2013 — 2 September: Monday
Last time I heard the Schubert Piano Trio #2 in Eb played on the steam wireless it nearly drove me nuts1 as I scurried around trying to track it down. Earlier this morning I recognised it immediately and simply enjoyed it "in the moment". Progress of a sort, I feel.
In other progress, the errant title has been found and corrected.
Adkins, Patrick H. - Master of the Fearfull Dephts
As my chum put it: a double whammy. Now I must away quickly on a hunter / gatherer run as I (potentially) have a lunch rendezvous to travel to, too. And the present state of Mother Hubbard's cupboard is nothing to write home about.
I suppose it's...
... vaguely reassuring to know that, should I ever suffer an emergency in the Waitrose car park, my smartphone (assuming I'd remembered to stick it in my pocket) would have all five bars of signal to help it summon help.

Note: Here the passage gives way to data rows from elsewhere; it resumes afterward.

PR #787, opened 2022-03-21
Implement analytics events for Bitrise CLI

mateherber:
As a part of our analytics overhaul project we'd like to introduce new
events and robust analytics logging facilities to Bitrise CLI.

- Analytics Plugin is no longer used, events are sent immediately when
  they occur in the background
  - We keep analytics plugin for now and send old events as well
- Events have a hierarchy between them so we avoid property duplication
  also make sure that step events can be connected to their respective
  builds
- Introduced new events for tracking workflow and step execution
  lifecycles better. Added `step_skipped` event to indicate skipped
  steps
- Introduced new state `StepRunStatusCodePreparationFailed` to be able
  to send "real" step failures and step "preparation" failures
- Inputs are sent for all step execution expanded and redacted
- `BITRISE_ANALYTICS_DISABLED` environment variable is used to control analytics behavior

[STEP-1822]

[STEP-1822]: https://bitrise.atlassian.net/browse/STEP-1822?atlOrigin=eyJpIjoiNWRkNTljNzYxNjVmNDY3MDlhMDU5Y2ZhYzA5YTRkZjUiLCJwIjoiZ2l0aHViLWNvbS1KU1cifQ


cli/run_util.go
```diff
@@ -975,13 +992,24 @@ func activateAndRunSteps(
...
+					*mergedStep.RunIf, models.StepRunStatusCodePreparationFailed, 1,
 					fmt.Errorf("failed to redact step inputs: %s", err),
-					isLastStep, false, map[string]string{})
+					isLastStep, false, map[string]string{}, stepStartedProperties)
 				continue
 			}
 
-			exit, outEnvironments, err := runStep(mergedStep, stepIDData, stepDir, stepDeclaredEnvironments, stepSecrets, buildRunResults)
+			redacted, err := analytics.NewInputRedactor(stepSecrets, environmentItemModels, buildRunResults, configs.IsCIMode, configs.IsPullRequestMode, envSource).Redact(mergedStep.Inputs)
+			if err != nil {
```
mateherber, line 1002: We agreed to not fail the workflow if anything goes awry with analytics, so this should be changed to warning

cli/analytics.go
```diff
@@ -27,18 +25,12 @@ func redactStepInputs(environment map[string]string, inputs []models.Environment
...
-		src := bytes.NewReader([]byte(inputValue))
-		dstBuf := new(bytes.Buffer)
-		secretFilterDst := filterwriter.New(secrets, dstBuf)
-
-		if _, err := io.Copy(secretFilterDst, src); err != nil {
-			return map[string]string{}, fmt.Errorf("failed to redact secrets, stream copy failed: %s", err)
-		}
-		if _, err := secretFilterDst.Flush(); err != nil {
-			return map[string]string{}, fmt.Errorf("failed to redact secrets, stream flush failed: %s", err)
+		redacted, err := analytics.RedactStringWithSecret(inputValue, secrets)
```
mateherber, line 28: This code has been extracted to analytics package as it is resued in the input redactor

analytics/input_redactor.go
```diff
@@ -0,0 +1,274 @@
...
+		valueMap := map[string]interface{}{"value": finalValue}
+		result[key] = valueMap
+		if !reflect.DeepEqual(raw[key], expanded[key]) {
+			valueMap["original_value"] = raw[key]
+		}
+	}
+	return result, nil
+}
+
+func (i inputRedactor) growSlice(options models.EnvironmentItemOptionsModel, container []interface{}, expandedContainer []interface{}, value reflect.Value) ([]interface{}, []interface{}, error) {
```
mateherber, line 66: Supporting maps and slices might be an overshoot now (however it would be great to support maps and arrays for input values)

analytics/input_redactor.go
```diff
@@ -0,0 +1,274 @@
...
+	}
+	return v, e, nil
+}
+
+func (i inputRedactor) expand(options models.EnvironmentItemOptionsModel, value string) (string, error) {
+	result := value
+	var envs map[string]string
+	if options.IsTemplate != nil && *options.IsTemplate {
+		if envs == nil {
+			effects, err := env.GetDeclarationsSideEffects(i.environment, i.envSource)
```
mateherber, line 185: This is a mixture of reusing and reimplementing env expansion and secret redaction found in the code. Without huge refactoring effort this was the best I could do to isolate duplicated logic in this file.

analytics/no_op_tracker.go
```diff
@@ -0,0 +1,57 @@
...
+	"github.com/bitrise-io/stepman/models"
+	"gopkg.in/yaml.v2"
+)
+
+type analyticsPluginConfigModel struct {
+	IsAnalyticsDisabled bool `yaml:"is_analytics_disabled"`
+}
+
+// NoOpTracker ...
+type NoOpTracker struct {
```
mateherber, line 20: This tracker is used in tests and when analytics is disabled via the plugin

analytics/tracker.go
```diff
@@ -0,0 +1,135 @@
...
+	stateProperties := analytics.Properties{
+		"workflow_name":         title,
+		"ci_mode":               isCI,
+		"pr_mode":               isPR,
+		"debug_mode":            isDebug,
+		"secret_filtering":      isSecretFiltering,
+		"secret_envs_filtering": isSecretEnvsFiltering,
+	}
+	stateProperties.AppendIfNotEmpty("build_slug", t.envRepository.Get("BITRISE_BUILD_SLUG"))
+	stateProperties.AppendIfNotEmpty("parent_step_unique_id", t.envRepository.Get("BITRISE_STEP_UNIQUE_ID"))
```
mateherber, line 58: We're using this to differentiate between "root" bitrise processes and those started from a step (during a build)

analytics/tracker.go
```diff
@@ -0,0 +1,135 @@
...
+	currentVersionMap, err := version.ToolVersionMap(os.Args[0])
+	if err == nil {
+		bitriseVersion := currentVersionMap["bitrise"]
+		envmanVersion := currentVersionMap["envman"]
+		stepmanVersion := currentVersionMap["stepman"]
+		stateProperties.AppendIfNotEmpty("cli_version", bitriseVersion.String())
+		stateProperties.AppendIfNotEmpty("envman_version", envmanVersion.String())
+		stateProperties.AppendIfNotEmpty("stepman_version", stepmanVersion.String())
+	} else {
+		log.Debugf("Couldn't get tool versions: %s", err.Error())
```
mateherber, line 69: Should we have this debug log? 🤔

models/models.go
```diff
@@ -18,6 +18,8 @@ const (
 	StepRunStatusCodeSkipped = 3
 	// StepRunStatusCodeSkippedWithRunIf ...
 	StepRunStatusCodeSkippedWithRunIf = 4
+	// StepRunStatusCodePreparationFailed ...
```
mateherber, line 21: Introduced new state to be able to differentiate failed (but ran) and failed during configuration steps

analytics/tracker.go
godrei: I suggest a warning, so that it is visible by default in the build log

analytics/tracker.go
```diff
@@ -0,0 +1,135 @@
...
+	inputBytes, err := json.Marshal(inputs)
+	if err != nil {
+		log.Errorf("Failed to marshal inputs: %s", err)
+	}
+	t.tracker.Enqueue("step_started", properties, prepareStartProperties(infoModel), analytics.Properties{"inputs": string(inputBytes)})
+}
+
+// SendStepFinishedEvent ...
+func (t tracker) SendStepFinishedEvent(properties analytics.Properties, results models.StepRunResultsModel) {
+	switch results.Status {
```
godrei, line 96: what about separating the Enqueue params building phase from the actually Enqueue call?

So that we could easier review the differences based on the Step run status.

cli/run_util.go
```diff
@@ -920,11 +930,16 @@ func activateAndRunSteps(
 
 		if buildRunResults.IsBuildFailed() && !isAlwaysRun {
 			registerStepRunResults(mergedStep, stepInfoPtr, stepIdxPtr,
-				*mergedStep.RunIf, models.StepRunStatusCodeSkipped, 0, err, isLastStep, false, map[string]string{})
+				*mergedStep.RunIf, models.StepRunStatusCodeSkipped, 0, err, isLastStep, false, map[string]string{}, stepStartedProperties)
 		} else {
 			// beside of the envs coming from the current parent process these will be added as an extra
 			var additionalEnvironments []envmanModels.EnvironmentItemModel
 
+			// add this flag so all child processes can connect their events to their step lifecycle events
```
godrei, line 938: flag -> env

analytics/no_op_tracker.go
```diff
@@ -0,0 +1,57 @@
+package analytics
+
+import (
+	"path"
+
+	models2 "github.com/bitrise-io/bitrise/models"
```
ofalvai, line 6: I think this should be imported without an alias and `stepman/models` should be aliased to `stepmanModels`. This would be consistent with other files in the repo.

tools/errorfinder/error_finder.go
```diff
@@ -0,0 +1,49 @@
+package errorfinder
```
ofalvai, line 1: Can we have a one sentence summary about the _purpose_ of the code in this file? It's not clear initially for me just by looking at the exported interface and constructor function. (What does "finding" means, why we are doing it, what's the output of finding the error)

analytics/input_redactor.go
```diff
@@ -0,0 +1,273 @@
...
+}
+
+// RedactStringWithSecret ...
+func RedactStringWithSecret(value string, secrets []string) (string, error) {
+	src := bytes.NewReader([]byte(value))
+	dstBuf := new(bytes.Buffer)
+	secretFilterDst := filterwriter.New(secrets, dstBuf)
+
+	if _, err := io.Copy(secretFilterDst, src); err != nil {
+		return "", fmt.Errorf("failed to redact secrets, stream copy failed: %s", err)
```
ofalvai, line 267: Since this is secret filtering, I would be extra cautious here and wouldn't include the arbitrary error in the error message (that will get printed to the build log eventually). We can't rule out that the error message will contain the secret values.

ofalvai: A.k.a. who is redacting the error of the input redactor? 😆

analytics/tracker.go
```diff
@@ -0,0 +1,135 @@
...
+	isSecretEnvsFiltering := t.envRepository.Get(configs.IsSecretEnvsFilteringKey) == "true"
+	stateProperties := analytics.Properties{
+		"workflow_name":         title,
+		"ci_mode":               isCI,
+		"pr_mode":               isPR,
+		"debug_mode":            isDebug,
+		"secret_filtering":      isSecretFiltering,
+		"secret_envs_filtering": isSecretEnvsFiltering,
+	}
+	stateProperties.AppendIfNotEmpty("build_slug", t.envRepository.Get("BITRISE_BUILD_SLUG"))
```
ofalvai, line 57: Isn't `isCI` redundant if we also send the build slug?

analytics/tracker.go
ofalvai: This might as well be a comment in the code so save our future selves 🙃

analytics/tracker.go
```diff
@@ -0,0 +1,135 @@
...
+	stateProperties.AppendIfNotEmpty("parent_step_unique_id", t.envRepository.Get("BITRISE_STEP_UNIQUE_ID"))
+	stateProperties.AppendIfNotEmpty("log_level", t.envRepository.Get(configs.LogLevelEnvKey))
```
ofalvai, line 59: What is the value in collecting the log level of builds? I have a feeling that almost no one knows about setting the log level on the VM (compared to local Bitrise runs). Also, the last time I tried the debug level, it was unusable thanks to the noisy logging.

analytics/tracker.go
```diff
@@ -0,0 +1,135 @@
...
+		bitriseVersion := currentVersionMap["bitrise"]
+		envmanVersion := currentVersionMap["envman"]
+		stepmanVersion := currentVersionMap["stepman"]
+		stateProperties.AppendIfNotEmpty("cli_version", bitriseVersion.String())
+		stateProperties.AppendIfNotEmpty("envman_version", envmanVersion.String())
+		stateProperties.AppendIfNotEmpty("stepman_version", stepmanVersion.String())
+	} else {
+		log.Debugf("Couldn't get tool versions: %s", err.Error())
+	}
+	t.tracker.Enqueue("workflow_started", properties, stateProperties)
```
ofalvai, line 71: nit: Do we want to extract event names to constants at the top of the file? I'm fine with inlining as well, but I see a lot of extracted constants in this codebase.

cli/run_util.go
```diff
@@ -975,13 +992,24 @@ func activateAndRunSteps(
...
-					*mergedStep.RunIf, models.StepRunStatusCodeFailed, 1,
+					*mergedStep.RunIf, models.StepRunStatusCodePreparationFailed, 1,
 					fmt.Errorf("failed to redact step inputs: %s", err),
-					isLastStep, false, map[string]string{})
+					isLastStep, false, map[string]string{}, stepStartedProperties)
 				continue
 			}
 
-			exit, outEnvironments, err := runStep(mergedStep, stepIDData, stepDir, stepDeclaredEnvironments, stepSecrets, buildRunResults)
+			redacted, err := analytics.NewInputRedactor(stepSecrets, environmentItemModels, buildRunResults, configs.IsCIMode, configs.IsPullRequestMode, envSource).Redact(mergedStep.Inputs)
```
ofalvai, line 1001: I'd rather move this redaction inside `tracker.SendStepStartedEvent()`. It's too easy to accidentally pass the raw step inputs into the tracker function and we end up logging secrets accidentally 🙈

cli/run_util.go
```diff
@@ -439,8 +442,7 @@ func executeStep(
 
 func runStep(
 	step stepmanModels.StepModel, stepIDData models.StepIDData, stepDir string,
-	environments []envmanModels.EnvironmentItemModel, secrets []string,
-	buildRunResults models.BuildRunResultsModel) (int, []envmanModels.EnvironmentItemModel, error) {
+	environments []envmanModels.EnvironmentItemModel, secrets []string) (int, []envmanModels.EnvironmentItemModel, error) {
```
ofalvai, line 445: Was that an unused function parameter?

cli/run_util.go
```diff
@@ -685,6 +692,9 @@ func activateAndRunSteps(
 	// ------------------------------------------
 	// Main - Preparing & running the steps
 	for idx, stepListItm := range workflow.Steps {
+		stepUniqueID := uuid.Must(uuid.NewV4()).String()
+		stepIDProperties := coreanalytics.Properties{"step_unique_id": stepUniqueID}
+		stepStartedProperties := workflowProperties.Merge(stepIDProperties)
```
ofalvai, line 697: This is a bit hard to follow, but if I understand this correctly, then the `step_finished` event will also contain all these properties, including the workflow properties. I don't think that's necessary, we only need the step UUID, right? Given the volume of data we'll generate, I wouldn't include the unnecessary workflow properties in the `step_finished` event.

ofalvai:
I have a couple of high-level concerns and questions about this PR:

1. This is a big code change, and we know that rolling back the CLI is painful. I would be safer with a feature flag that we can turn off. Yes, disabling all analytics is kind of a feature flag, but the code that checks for the analytics setting is deep inside the analytics code, it wouldn't prevent a bug in the rest of the changes throughout the CLI.
2. This new logging will send more events to the backend than the old analytics plugin. The analytics plugin only makes 1 request per build, but if I'm not wrong then this new tracker makes `2 + 2N` requests where N is the number of steps in the workflow. I feel that we should make a load test on the backend (based on some rough calculations about peak Bitrise usage) and set up monitoring seriously before we deploy the CLI on the stacks. We should also consider the worst-case scenario (we lose analytics, plus make every build slower if the CLI is waiting for the request timeout multiple times)
3. There are a lot of event properties passed as function parameters and merged together from multiple sources, I had a hard time following what the final properties will be for each event. I'd be much more confident about this PR by seeing the actual events printed to the debug log or having some kind of tests that verify the log structure.
4. We will need to update our CLI messages about the kinds of data we collect. I remember seeing a message in my terminal about visiting the analytics plugin repo for more information: https://github.com/bitrise-io/bitrise-plugins-analytics. This won't be correct anymore, we should find a better place/way to let users know what we collect.

analytics/input_redactor.go
```diff
@@ -0,0 +1,273 @@
...
+			if _, ok := envs[s]; !ok {
+				return ""
+			}
+			return envs[s]
+		})
+	}
+	return result, nil
+}
+
+func getData(input models.EnvironmentItemModel) (models.EnvironmentItemOptionsModel, string, interface{}, error) {
```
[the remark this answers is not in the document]
mateherber: I'll check out what I can do to reduce code duplication.

analytics/input_redactor.go
mateherber: I'll check out what I can do to reduce code duplication

analytics/tracker.go
mateherber: I we can confidently say `isCI` iff `buildSlug!=nil` then it is redundant yeah. I'd honestly just keep it for the sake of consistency with other flags.

analytics/tracker.go
mateherber: We'll be able to answer the question: `Who sets the log level from the default?` I'm not sure if it is possible or if we ever want to answer that. I'll just remove it for now, we can add back if it will be needed.

cli/run_util.go
mateherber: yes

cli/run_util.go
```diff
@@ -920,11 +930,16 @@ func activateAndRunSteps(
...
 			registerStepRunResults(mergedStep, stepInfoPtr, stepIdxPtr,
-				*mergedStep.RunIf, models.StepRunStatusCodeSkipped, 0, err, isLastStep, false, map[string]string{})
+				*mergedStep.RunIf, models.StepRunStatusCodeSkipped, 0, err, isLastStep, false, map[string]string{}, stepStartedProperties)
 		} else {
 			// beside of the envs coming from the current parent process these will be added as an extra
 			var additionalEnvironments []envmanModels.EnvironmentItemModel
 
+			// add this flag so all child processes can connect their events to their step lifecycle events
+			additionalEnvironments = append(additionalEnvironments, envmanModels.EnvironmentItemModel{
+				"BITRISE_STEP_UNIQUE_ID": stepUniqueID,
```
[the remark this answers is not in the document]
mateherber: Wdyt about changing `xyz_unique_id` to `xyz_execution_id` ?

analytics/tracker.go
ofalvai: Okay, it's fine

cli/run_util.go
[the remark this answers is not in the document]
ofalvai: Looks good

mateherber:
Great questions with hard answers, I'll try to start the discussion here.

> 1. This is a big code change, and we know that rolling back the CLI is painful. I would be safer with a feature flag that we can turn off. Yes, disabling all analytics is kind of a feature flag, but the code that checks for the analytics setting is deep inside the analytics code, it wouldn't prevent a bug in the rest of the changes throughout the CLI.

I absolutely agree and I'm not 100% comfortable with releasing this without safetynet (that is true for basically all feature changes in Bitrise CLI tbh). Currently we have no way of feature flagging of CLI. Here are the approaches I see we can take, we'll have to pick based on risk analysis:

- Release without any extra safety measures
  - @godrei suggested we could test drive the new CLI for couple of days / weeks before release in unified CI which would raise our confidence. We could also build our sample apps.
  - If sh!t hits the fan we can do an image rollback (that would also negate all other changes on the image) while we release a hotfix without these changes. Or disable analytics via preboot hook but that will turn off old events too which I wouldn't.
- We implement den based feature flagging solution as suggested in this [RFC](https://bitrise.atlassian.net/wiki/spaces/ENGI/pages/2205615207/Make+Bitrise+CLI+version+used+in+VMs+configurable+by+LaunchDarkly+feature+flags)
  - This would delay the rollout of the new events considerably
- We add LaunchDarkly directly to the CLI code and switch analytics based on that
  - This would be a more straightforward implementation, but we have to make sure launchdarkly credentials are exported as environment variables on the VMS
- We add an environment variable based kill switch
  - This is an even cheaper implementation. If we need to disable the new module we write a short preboot script that sets the killswitch

What did they do when they released new envman with dynamic secret filtering? 🤔  How did we release larger (risky) CLI changes before? 🤔 

> 2. This new logging will send more events to the backend than the old analytics plugin. The analytics plugin only makes 1 request per build, but if I'm not wrong then this new tracker makes `2 + 2N` requests where N is the number of steps in the workflow. I feel that we should make a load test on the backend (based on some rough calculations about peak Bitrise usage) and set up monitoring seriously before we deploy the CLI on the stacks. We should also consider the worst-case scenario (we lose analytics, plus make every build slower if the CLI is waiting for the request timeout multiple times)

Good point, the service currently runs on a `hobby` dyno, it needs to serve a 3x load at least comfortably. Checked on Heroku, it doesn't seem awful overloaded, but surely we'd like to keep an eye on the service. We can setup monitoring / alerting on [datadog](https://app.datadoghq.com/apm/service/step-analytics-mux/http.request?env=production&topGraphs=latency%3Alatency%2Cerrors%3Acount%2Chits%3Acount&start=1648130545221&end=1648134145221&paused=false) for the endpoint(s).

Regarding the slower CLI builds the situation is not that bad. The events are being sent in the background and we're waiting for them only at the end of the CLI build flow. And it has a global 30 seconds timeout so even if we have 1000 pending events we'll only wait 30 seconds before terminating.

> 3. There are a lot of event properties passed as function parameters and merged together from multiple sources, I had a hard time following what the final properties will be for each event. I'd be much more confident about this PR by seeing the actual events printed to the debug log or having some kind of tests that verify the log structure.

I'll document the events on Confluence with additional remarks. I can also share here an output from a test run. I just wanted to wait for the final properties and names :). Regarding the tests, currently honestly I see no easy way of simulating a full workflow other than running e2e tests and capturing output there is... Can be done but honestly I wouldn't.

> 4. We will need to update our CLI messages about the kinds of data we collect. I remember seeing a message in my terminal about visiting the analytics plugin repo for more information: https://github.com/bitrise-io/bitrise-plugins-analytics. This won't be correct anymore, we should find a better place/way to let users know what we collect.

This is actually a valid point. I'll need to figure out what we need to do on the communication side. The nature of the data we collect doesn't change just the mechanism so no change in terms or privacy agreement needed. Honestly I'm not sure we're obliged to say anything about data collection in the CLI output itself, we can document the plugin and the possibilities on the devcenter too. However while I'm writing this turns out the no-op tracker won't quite cut it because users will need to be able to turn off analytics `on-the-fly`. We should probably also introduce an env var so they are able to turn analytics off right from the beginning.

cli/run_util.go
mateherber: The implementation changed quite a bit, please check the new version

analytics/tracker.go
```diff
@@ -26,110 +78,166 @@ type Tracker interface {
...
-			startProperties["reason"] = "build_failed"
+			extraProperties[reasonProperty] = buildFailedValue
 		} else {
-			startProperties["reason"] = "run_if"
+			extraProperties[reasonProperty] = runIfValue
 		}
-		t.tracker.Enqueue("step_skipped", properties, startProperties)
 	default:
-		panic("Unknown step status code")
+		panic(fmt.Sprintf("Unknown step status code: %d", results.Status))
```
ofalvai, line 212: Should we ever panic in the analytics code? 🤔 Not sure what is worse, silent errors and malformed data, or crashing the Bitrise CLI.

ofalvai: Maybe `SendCLIWarning()` would be a better alternative here.

analytics/tracker.go
```diff
@@ -26,110 +78,166 @@ type Tracker interface {
...
+	if !t.stateChecker.Enabled() {
+		return
+	}
+
+	t.tracker.Enqueue(cliWarningEventName, analytics.Properties{messageProperty: message})
 }
 
 // Wait ...
 func (t tracker) Wait() {
+	if !t.stateChecker.Enabled() {
```
ofalvai, line 229: I think in this case we should let the call through `t.tracker.Wait()` even if analytics got disabled on the fly. I'm not confident that skipping the `Wait()` call won't cause a deadlock or memory leaks.

cli/step_environment.go
```diff
@@ -16,67 +17,72 @@ type prepareStepInputParams struct {
 	isCIMode, isPullRequestMode bool
 }
 
-func prepareStepEnvironment(params prepareStepInputParams, envSource env.EnvironmentSource) ([]envmanModels.EnvironmentItemModel, map[string]string, error) {
+func prepareStepEnvironment(params prepareStepInputParams, envSource env.EnvironmentSource) ([]envmanModels.EnvironmentItemModel, map[string]string, map[string]interface{}, error) {
```
ofalvai, line 20: nit: I find it hard to understand the 3 return values of this function since the 2nd and 3rd are both `map[string]string` types. Named return types or a doc comment above the function would help here.

analytics/tracker.go
```diff
@@ -2,134 +2,268 @@ package analytics
...
+		extraProperties = analytics.Properties{statusProperty: failedValue}
+		extraProperties.AppendIfNotEmpty(errorMessageProperty, result.ErrorMessage)
 		break
 	case models.StepRunStatusCodePreparationFailed:
-		failedProperties := prepareStartProperties(results.StepInfo)
-		failedProperties.AppendIfNotEmpty("error_message", results.ErrorStr)
-		t.tracker.Enqueue("step_preparation_failed", properties, failedProperties)
+		eventName = stepPreparationFailedEventName
+		extraProperties = prepareStartProperties(result.Info)
+		extraProperties.AppendIfNotEmpty("error_message", result.ErrorMessage)
```
godrei, line 231: "error_message" -> errorMessageProperty

ofalvai (approved):
Looks even better than before 💪

ofalvai (approved):

godrei (approved):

In fact, it's nice to know that its display works "all the way up to five" — it certainly doesn't down here in Technology Towers. Oh well, ever onward.
Is it time for "lemonses" yet? [Pause] Patrick Gale is the morning guest on "Essential Classics", I recall last time I heard him four years ago I noted then the only book I have by him, a nice little biography of Armistead Maupin mentioned on today's BBC web page.

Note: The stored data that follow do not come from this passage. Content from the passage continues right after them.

PR #790, opened 2022-06-08
Added PR Template and stripped down contributing guidelines.

matrangam:


.github/CONTRIBUTING.md
```diff
@@ -0,0 +1,13 @@
+# Contribution Guide
```
godrei, line 1: I feel like we should not add this contributing guideline in its current form, since it does not have any specific content to the Bitrise CLI (only general contribution suggestion to Bitrise).

I propose that we: 
- either skip adding `CONTRIBUTING.md` and just go with the PR template (without the `I've read and followed the Contribution Guidelines` checklist item)
- or construct a relevant Contribution Guide

matrangam: I added this as a placeholder for any future guidelines and ripped out the step specific topics. 
My take is that this makes the CLI consistent with our open source step lib.

ofalvai (approved):

PR #793, opened 2022-06-29
Remove Xcode dependency check

ofalvai:
Removes the Xcode dependency check from the step.yml model. We consider this an unnecessary check nowadays as the Bitrise VMs definitely have Xcode installed and expect local environments to have it installed too.


go.mod
```diff
@@ -3,31 +3,19 @@ module github.com/bitrise-io/bitrise
 go 1.16
 
 require (
-	github.com/Masterminds/semver v1.5.0 // indirect
```
ofalvai, line 6: There are so many changed lines because I ran `go mod tidy` on the project.

tothszabi (dismissed):

tothszabi (dismissed):

koral--:
Documentation says that only xcode is supported, but in fact there seems to be also the code supporting anything else.
https://github.com/bitrise-io/bitrise/pull/793/files#diff-731d00c26463c796d61e812daf1e6a0205150ca29510a0f6fafa6e8d1cbd8994L285-L294
If understand correctly it just invokes the command.

So the check only dependency feature is really usable for any tool. Shouldn't only support for the special case `xcode` be removed leaving rest of the logic unchanged?

tothszabi (approved):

Somewhat to my bemusement...
... I have correctly diagnosed my neighbour Pauline's latest batch of email woes. She's using a different email client programme this time, but it was still a similar problem to the last time she came a'knockin'. I was able to prove — by sending myself an email from her system, then nipping back here to reply to it, then examining the System Failure notification I promptly invoked — that her continued disinclination to clean out any deleted emails, let alone keep any retained emails in a set of subfolders (all of which simple actions, I fear, I recall advising last time this happened) had caused her Inbox to fill up, and stop receiving any further email.
Still, I now feel as if I've performed all my IT support duties for the day (if not the year) and can patiently resume waiting for a text or call on my signally-challenged mobile to tell me whether or not today's tentative lunch rendezvous is actually "on".
That decision rests in the hands of my friends' medicos, alas, down in Soton but I'm keeping my fingers crossed. Which makes typing rather tricky.
And here I am...
... in the middle of a gloriously sunny afternoon, following a very pleasant meal and catch-up natter at that old stalwart "The White Horse" over in Ampfield. What's next, I wonder? A cuppa, I suspect. I am left pondering their advice to watch the new Star Trek, though my enthusiasm for that particular franchise is a little lower, to be honest.
My next excitement? Tomorrow's dental repairs. I can wait.
I've noticed throughout...
... my life that financial institutions have always had at least one trait in common: ruthless rapacity.2 Exemplified this afternoon by the offer I've just cyberspatially received (and promptly 'torn up') from the credit cards administered by an outfit trading under the innocuous initials "mbna". Being desperate to flatter me and get me to spend my perpetually and persistently non-existent money they want my debt (I have none) in the shape of zero interest balance transfers from other cards (my balances remain zero) or by transferring "money" conjured up out of thin air (that is, debt) directly into my current account.
Where were all these zero interest loans and what-have-you while I was clearing the mortgage? How long will it take for people to realise just how broken the whole stinking system remains?
Sad to see...
... that the Ansible newsletter this month has a (too) long list of obits, dammit, including John Boyd and Douglas R Mason.
Happy to see...
... that being over 60 years old actually produces a minor-league fuel cost benefit with my gas / electricity supplier, though their online tariff selection and switching process could well have been carefully-designed to confuse the, erm, over 60s client base.